Representing app state as files makes it legible to both users and agents. KAS can propose and apply changes via safe, reviewable patches.

Why move state into files?

  • Files live in the same origin-private file system (OPFS) space as user content, so the agent can read and diff them without custom APIs.
  • Users can inspect, back up, or hand-edit JSON state just like any other artifact.
  • You get the same conflict management that powers artifact editing (patch review, previews, etc.).
  • Agents see the same snapshot the UI does, so they can explain "where you are" or what's selected before they take action.

Keep the file format small and explicit. Prefer JSON objects that mirror the minimal state you need the agent to touch.

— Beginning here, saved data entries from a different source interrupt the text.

PR #16152, opened 2024-05-15
16138 fix user/group permissions

### LINKED ISSUE #16138: User and Group object types missing from permissions in 4.0
### Deployment Type

Self-hosted

### NetBox Version

v4.0.2

### Python Version

3.11

### Steps to Reproduce

In the UI:
1. Admin > Permissions
2. Add or Edit a permission
3. Inspect list of selectable Object types.
4. `Authentication and Authorization  > Group` still exists, but it does nothing (Admin > Groups is visible on the navigation bar, but accessing it returns 403 permission denied).
5. `Authentication and Authorization > User` is gone, and users who used to have that permission can no longer view/edit the Users page.

In Postgresql:
1. Upgrade from 3.7.8 to 4.0.2 and run migrations 
2. `psql -d netbox`
3. `\d`
4. Observe that `auth_user` and all other related tables are gone (suspect one of the [migrations](https://github.com/netbox-community/netbox/blob/develop/netbox/users/migrations/0005_alter_user_table.py) did it but it's unclear which).
5. Observe that `auth_group` and `auth_group_permissions` remains but are empty (it's more clear that [this is the migration](https://github.com/netbox-community/netbox/blob/develop/netbox/users/migrations/0006_custom_group_model.py#L66-L74), no apparent deletion of the table is present).

### Expected Behavior

I see that there's a couple migration scripts. I suspect that the DB migration from `auth_user` to `users_user` is incomplete but don't understand enough to definitively say so.

The ability to manipulate Users and Groups should be possible by users _without_ superuser powers.  This is more obviously broken since 4.0.x.

### Observed Behavior

Users with permission to view/change users and groups get 403 permission denied when accessing those pages.

arthanson:
### Fixes: #16138 

Fixes several issues with user/group permissions:
1. in menu - update to check the correct permissions
2. in constants - change so correct permissions are shown in the Permissions form "Object Type" field
3. add a migration to change any permissions set for auth.groups to users.group.  Note: users does not need to be changed as the content-type was migrated.


jeremystretch (approved):
Thanks @arthanson!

Example: Application State in the Playground

text
examples/todo/
├── todos/           # markdown artifacts (one file per todo list)
├── state.json       # lightweight UI state shared with the agent
└── agents.md        # the agent guide that grants edit permissions

In the playground, the UI stores the currently selected list inside todo/state.json:

json
{
  "selectedList": "personal.md"
}

The store binds to that file using @pstdio/opfs-utils and @pstdio/opfs-hooks:

ts
useOpfsStoreBinding({
  store: adapter,
  storageOptions,
  bindOptions,
});
  • useOpfsSync(store) wraps bindStoreToJsonFile, keeping the local store in sync with todo/state.json.
  • A directory watcher reacts to Markdown changes and refreshes the in-memory state when files move or update.
  • The agent guide (agents.md) explicitly allows editing todo/state.json, so the agent can mark newly created lists as active and describe the current list to the user.

Implementation checklist

  1. Pick a path under your project root (for example my-app/state.json).
  2. Define the schema for fields agents can touch (selected view, filter, user preferences, etc.).
  3. Bind your runtime store to the file with bindStoreToJsonFile or the useOpfsStoreBinding hook.
  4. Document agent permissions in your agents.md so the agent knows it may read and write the state file.
  5. Watch relevant directories (watchDirectory) if external changes should refresh the UI.